Brief:
When a line of the records contains "designed", copy it.

Source material:

Issue #1151, opened 2017-01-24
Is there a MQTT event handler or a way to pass Kapacitor alert events to MQTT? 


rapport:
Hi guys, I am trying like to publish my alerts messages onto an MQTT broker. Is there anyway to do this directly from kapacitor currently?

I can't find anything obvious in the alert handler list and am starting look through to see if there is a way to adapt one of the handlers that are available. I had hoped for something like:
MQTT – Publish alert message on MQTT broker.

nathanielc:
@rapport Not currently, but is something we would definitely like to add. Are you conformable with Go? Is this something you think you could contribute? I can help walk through all the bits and pieces and there are lots of good examples of how to do this. See #1107 as an example

rapport:
Thanks for providing this response. I am OK with GO. Is there documentation regards how to create an alert handler? Would it be possible to adapt the influxdb MQTT output or the Telegraf MQTT input or would it be necessary to write from scratch?

nathanielc:
@rapport Here are some docs https://github.com/influxdata/kapacitor/blob/master/alert/HANDLERS.md. An MQTT package could easily be used, and is recommended. There is some boiler plate code that needs to be added to link it all together, but that is mostly copy paste from the linked doc.

FlavioF:
Hi
@rapport, @nathanielc any progress on this?

rapport:
Hi, I am sorry but no progress from me. I got most of what I wanted working using various workarounds and haven't had a chance to look at developing a new handler. I used the MQTT Warn (https://github.com/jpmens/mqttwarn) and the Paho library running in JavaScript and can also take a post from Kacapitor. However, I think MQTT should be a first rate citizen in kacapitor and was very happy to find MQTT input and output in the database and telegraf!

Koulwa:
Any progress on this? MQTT would be mission critical for using Kapacitor

PR #1345, opened 2017-04-27
Add an MQTT Alert Handler

timraymond:
- [x] Rebased/mergable
- [x] Tests pass
- [ ] CHANGELOG.md updated

Connect #1151 

### DIFF
--- a/Gopkg.toml
+++ b/Gopkg.toml
@@ -33,6 +33,10 @@ required = ["github.com/benbjohnson/tmpl","github.com/golang/protobuf/protoc-gen
   branch = "master"
   name = "github.com/shurcooL/markdownfmt"
 
+[[constraint]]
+  name = "github.com/eclipse/paho.mqtt.golang"
+  version = "~1.0.0"
+
 # Force the Azure projects to be a specific older version that Prometheus needs
 [[override]]
   name = "github.com/Azure/azure-sdk-for-go"
--- a/pipeline/alert.go
+++ b/pipeline/alert.go
@@ -1017,17 +1017,29 @@ func (a *AlertNode) Mqtt(topic string) *MQTTHandler {
 	return m
 }
 
+// tick:embedded:AlertNode.Mqtt
 type MQTTHandler struct {
 	*AlertNode
+
+	// BrokerName is the name of the configured MQTT broker to use when publishing the alert.
+	// If empty defaults to the configured default broker.
+	BrokerName string
 
 	// The topic where alerts will be dispatched to
 	Topic string
 
-	// The QoS that will be used to deliver the alerts
-	QoS int64
+	// The Qos that will be used to deliver the alerts
+	//
+	// Valid values are:
+	//
+	//    * 0 - At most once delivery
+	//    * 1 - At least once delivery
+	//    * 2 - Exactly once delivery
+	//
+	Qos int64
 
 	// Retained indicates whether this alert should be delivered to
-	// clients that were not connected to the broker at the time of the alert
+	// clients that were not connected to the broker at the time of the alert.
 	Retained bool
 }
 
--- a/pipeline/alert.go
+++ b/pipeline/alert.go
@@ -49,6 +49,7 @@ const defaultDetailsTmpl = "{{ json . }}"
 //    * Pushover -- Send alert to Pushover.
 //    * Talk -- Post alert message to Talk client.
 //    * Telegram -- Post alert message to Telegram client.
+//    * MQTT -- Post alert message to MQTT.
 //
 // See below for more details on configuring each handler.
 //
@@ -350,6 +351,10 @@ type AlertNode struct {
 	// Send alert to Talk.
 	// tick:ignore
 	TalkHandlers []*TalkHandler `tick:"Talk"`
+
+	// Send alert to MQTT
+	// tick:ignore
+	MQTTHandlers []*MQTTHandler `tick:"Mqtt"`
 
 	// Send alert using SNMPtraps.
 	// tick:ignore
@@ -999,6 +1004,31 @@ type AlertaHandler struct {
 func (a *AlertaHandler) Services(service ...string) *AlertaHandler {
 	a.Service = service
 	return a
+}
+
+// Send alert to an MQTT broker
+// tick:property
+func (a *AlertNode) Mqtt(topic string) *MQTTHandler {
+	m := &MQTTHandler{
+		AlertNode: a,
+		Topic:     topic,
+	}
+	a.MQTTHandlers = append(a.MQTTHandlers, m)
+	return m
+}
+
+type MQTTHandler struct {
+	*AlertNode
+
+	// The topic where alerts will be dispatched to
+	Topic string
+
+	// The QoS that will be used to deliver the alerts
+	QoS int64
+
+	// Retained indicates whether this alert should be delivered to
+	// clients that were not connected to the broker at the time of the alert
+	Retained bool
 }
 
 // Send the alert to Sensu.
--- a/services/mqtt/client.go
+++ b/services/mqtt/client.go
@@ -1,0 +1,105 @@
+package mqtt
+
+import (
+	"errors"
+	"log"
+	"time"
+
+	pahomqtt "github.com/eclipse/paho.mqtt.golang"
+)
+
+// Client describes an immutable MQTT client, designed to accommodate the
+// incongruencies between real clients and mock clients.
+type Client interface {
+	Connect() error
+	Disconnect()
+	Publish(string, byte, bool, string) error
+}
+
+// NewClient produces a disconnected MQTT client
+var NewClient = func(c Config) Client {
+	return &PahoClient{
+		host:     c.Broker(),
+		port:     c.Port,
+		username: c.Username,
+		password: c.Password,
+		clientID: c.ClientID,
+	}
+}
+
+type PahoClient struct {
+	host string
+	port uint16
+
+	username string
+	password string
+
+	clientID string
+
+	client pahomqtt.Client
+}
+
+var _ Client = &PahoClient{}
+
+// DefaultQuiesceTimeout is the duration the client will wait for outstanding
+// messages to be published before forcing a disconnection
+const DefaultQuiesceTimeout time.Duration = 250 * time.Millisecond
+
+func (p *PahoClient) Connect() error {
+	log.Printf("Current config: %#v\n", p)
+	opts := pahomqtt.NewClientOptions()
+	opts.AddBroker(p.host)
+	opts.SetClientID(p.clientID)
+	opts.SetUsername(p.username)
+	opts.SetPassword(p.password)
+
+	// Using a clean session forces the broker to dispose of client session
+	// information after disconnecting. Retention of this is useful for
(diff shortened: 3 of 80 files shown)


pipeline/alert.go
```diff
@@ -350,6 +351,10 @@ type AlertNode struct {
 	// tick:ignore
 	TalkHandlers []*TalkHandler `tick:"Talk"`
 
+	// Send alert to MQTT
+	// tick:ignore
+	MQTTHandlers []*MQTTHandler `tick:"MQTT"`
```
nathanielc: This will read like this in TICKscript:

```
|alert()
    .mQTT()
```

Which is really odd so I think we should change this and the method name below to `Mqtt` so that in TICKscript it is all lower case.

pipeline/alert.go
```diff
@@ -942,6 +947,23 @@ func (a *AlertaHandler) Services(service ...string) *AlertaHandler {
 	return a
 }
 
+// Send alert to an MQTT broker
+// tick:property
+func (a *AlertNode) MQTT() *MQTTHandler {
```
nathanielc: Can we accept the topic string here in this method? That way it reads like 

```
|alert()
    .mqtt('topic goes here')
```

Since there is no other config for the MQTT handler this keeps it simple.

services/mqtt/config.go
```diff
@@ -0,0 +1,45 @@
...
+
+type Config struct {
+	// Enabled indicates whether the service should be enabled
+	Enabled bool `toml:"enabled" override:"enabled"`
+	// URL of the MQTT Broker
+	Host string `toml:"host" override:"host"`
+	// Port of the MQTT Broker
+	Port uint16 `toml:"port" override:"port"`
+
+	ClientID string `toml:"client_id" override:"client_id"`
```
nathanielc: Kapacitor uses dashes instead of underscores. Can you update this one and the others in this config struct?

services/mqtt/config.go
```diff
@@ -0,0 +1,45 @@
...
+	Password string `toml:"password" override:"password"`
+
+	DefaultTopic string   `toml:"default_topic" override:"default_topic"`
+	DefaultQOS   QOSLevel `toml:"default_qos" override:"default_qos"`
+}
+
+// Broker formats the configured Host and Port as tcp://host:port, suitable for
+// consumption by the Paho MQTT Client
+func (c Config) Broker() string {
+	return fmt.Sprintf("tcp://%s:%d", c.Host, c.Port)
```
nathanielc: What if the host is an IPv6 address with colon etc? I believe you can use the URL type here to safely create the Broker string without worrying about edge cases.

services/mqtt/service.go
```diff
@@ -0,0 +1,151 @@
...
+	"fmt"
+	"log"
+	"sync/atomic"
+	"time"
+
+	pahomqtt "github.com/eclipse/paho.mqtt.golang"
+	"github.com/influxdata/kapacitor/alert"
+)
+
+type QOSLevel byte
```
nathanielc: Is QOSLevel a Qualty of Service Level? If so should we name it QoSLevel?

services/mqtt/service.go
```diff
@@ -0,0 +1,151 @@
...
+
+const (
+	// best effort delivery. "fire and forget"
+	ATMOSTONCE QOSLevel = iota
```
nathanielc: No need for constants to be all upper case in Go, go ahead and use Upper Camel Case here.

services/mqtt/service.go
```diff
@@ -0,0 +1,151 @@
...
+	// guarantees delivery only once. Safest and slowest.
+	EXACTLYONCE
+)
+
+// DEFAULT_QUIESCE_TIMEOUT is the duration the client will wait for outstanding
+// messages to be published before forcing a disconnection
+const DEFAULT_QUIESCE_TIMEOUT time.Duration = 250 * time.Millisecond
+
+type Service struct {
+	Logger *log.Logger
```
nathanielc: Logger should be private.

services/mqtt/service.go
```diff
@@ -0,0 +1,151 @@
...
+}
+
+func (s *Service) Update(newConfig []interface{}) error {
+	if l := len(newConfig); l != 1 {
+		return fmt.Errorf("expected only one new config object, got %d", l)
+	}
+	if c, ok := newConfig[0].(Config); !ok {
+		return fmt.Errorf("expected config object to be of type %T, got %T", c, newConfig[0])
+	} else {
+		s.configValue.Store(c)
```
nathanielc: How do the changes to the config get propagated to the client?

services/mqtt/service.go
```diff
@@ -0,0 +1,151 @@
...
+	return &handler{
+		s:      s,
+		c:      c,
+		logger: l,
+	}
+}
+
+type HandlerConfig struct {
+	Topic string
+	QOS   QOSLevel
```
nathanielc: Again QoS is probably a better name here.

services/mqtt/service.go
```diff
@@ -0,0 +1,151 @@
...
+}
+
+func (s *Service) Close() error {
+	s.client.Disconnect(uint(DEFAULT_QUIESCE_TIMEOUT / time.Millisecond))
+	s.Logger.Println("I! MQTT Client Disconnected")
+	return nil
+}
+
+func (s *Service) Alert(qos QOSLevel, topic, message string) error {
+	s.client.Publish(topic, byte(qos), false, message) // should retained be configureable?
```
nathanielc: What does retained do?

vendor.list
```diff
@@ -4,6 +4,7 @@ github.com/cenkalti/backoff
 github.com/davecgh/go-spew
 github.com/dgrijalva/jwt-go v3.0.0
 github.com/dustin/go-humanize
+github.com/eclipse/paho.mqtt.golang
```
nathanielc: Can you rebase your changes? This file is no longer in use in master. Kapacitor has switched over to using the new golang dep tool. Info on how to use it is in the CONTRIBUTING.md file.

services/mqtt/service.go
timraymond: Ah good catch. I meant to research this some more. Publishers have no guarantee that messages will be received by a subscriber to a topic, since there might not be any clients listening at the time the message was published. In that case, the message is dropped by the broker. Retained (which is the 3rd param in `Publish`) sets a flag on the message that causes the broker to hold onto it and deliver it immediately to clients that subsequently subscribe to that topic. The broker holds onto at most one message per topic, so they're useful in describing state ("light switch is on"). Given this, I think the answer to my question is "yes," and it should probably be configureable from within the TICK script.

This entire series of posts has been invaluable: [MQTT Essentials Part 8: Retained Messages](http://www.hivemq.com/blog/mqtt-essentials-part-8-retained-messages)

services/mqtt/service.go
timraymond: lol! That would help, wouldn't it?

timraymond:
@nathanielc okay, I think this is ready for another look (I see that I need to rebase again though). I moved `Topic` into the argument for `mqtt()` at your suggestion. However, I needed to add two more parameters for `QoS` and `Retained`, since the more I read, the more it made sense to control those on an alert by alert basis.

Regarding testing, I've come up with three options:

I read through the spec a bit, and I _think_ I can put together a minimal broker that handles connections and published messages for a QoS of 0, which is what we'd need for a minimal test.

Alternatively, we could wrap the client in an interface and substitute a mock. It seems like that should be possible, but I'm not quite sure how to do the substitution with the existing test machinery that's in place. I think this option is the best, since we're not testing that the MQTT client is implemented correctly.

If we don't want to go that route, we could install Mosquitto in the test containers... but that requires everyone that works on Kapacitor to have a broker running if they want to run the tests, which is kind of 💩 .

Gopkg.toml
```diff
@@ -1,10 +1,66 @@
...
+# version = "1.0.0"
+# branch = "master"
+# revision = "abc123"
+#
+## Optional: specifying an alternate source location as an override will
+## enforce that the alternate location is used for that project, regardless of
+## what source location any dependent projects specify.
+# source = "https://github.com/myfork/package.git"
+
+
```
nathanielc: Can you remove these comments?

services/mqtt/config.go
```diff
@@ -0,0 +1,53 @@
...
+	// Enabled indicates whether the service should be enabled
+	Enabled bool `toml:"enabled" override:"enabled"`
+	// URL of the MQTT Broker
+	Host string `toml:"host" override:"host"`
+	// Port of the MQTT Broker
+	Port uint16 `toml:"port" override:"port"`
+
+	ClientID string `toml:"client-id" override:"client-id"`
+	Username string `toml:"username" override:"username"`
+	Password string `toml:"password" override:"password"`
```
nathanielc: If you update this `override:"password"` to `override:"password,redact"` then the config API will redact the password in all relevant API calls.

services/mqtt/service.go
```diff
@@ -0,0 +1,186 @@
...
+	"sync/atomic"
+	"time"
+
+	pahomqtt "github.com/eclipse/paho.mqtt.golang"
+	"github.com/influxdata/kapacitor/alert"
+)
+
+// QoSLevel indicates the quality of service for messages delivered to a
+// broker.
+type QoSLevel byte
```
nathanielc: Can you implement the TextUnmarshaler interface on this type so its toml representation is not numeric?

services/mqtt/service.go
```diff
@@ -0,0 +1,186 @@
...
+	opts.SetPassword(c.Password)
+
+	// Using a clean session forces the broker to dispose of client session
+	// information after disconnecting. Retention of this is useful for
+	// constrained clients.  Since Kapacitor is only publishing, it has no
+	// storage requirements and can reduce load on the broker by using a clean
+	// session.
+	opts.SetCleanSession(true)
+
+	s.client = pahomqtt.NewClient(opts)
```
nathanielc: Since `s.client` is being modified here you will need to lock access to it or use the atomic.Value type like you do for the config struct.

timraymond:
@nathanielc This should be ready for another look, if you get a chance

nathanielc:
@timraymond  I am not quite done (still tracking down one bug), but I have added a commit that makes it so you have multiple mqtt's configured. I am also adding tests which are not quite passing yet but I figured I push this up before I disappear for the weekend. Take a look when you have a sec, no rush.

services/mqtt/client.go
```diff
@@ -1,71 +1,63 @@
...
+	"github.com/influxdata/kapacitor/tlsconfig"
 )
 
 // Client describes an immutable MQTT client, designed to accommodate the
 // incongruencies between real clients and mock clients.
 type Client interface {
 	Connect() error
 	Disconnect()
-	Publish(string, byte, bool, string) error
+	Publish(topic string, qos QoSLevel, retained bool, message []byte) error
```
nathanielc: It just documents the arguments better. The implementation can still use whatever names it wants.

nathanielc:
@timraymond All tests are passing and I have rebased and squashed commits. If it looks good to you then we can merge it.

nathanielc:
@timraymond Can you add a CHANGELOG entry before merging?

Response:
+// Client describes an immutable MQTT client, designed to accommodate the
 // Client describes an immutable MQTT client, designed to accommodate the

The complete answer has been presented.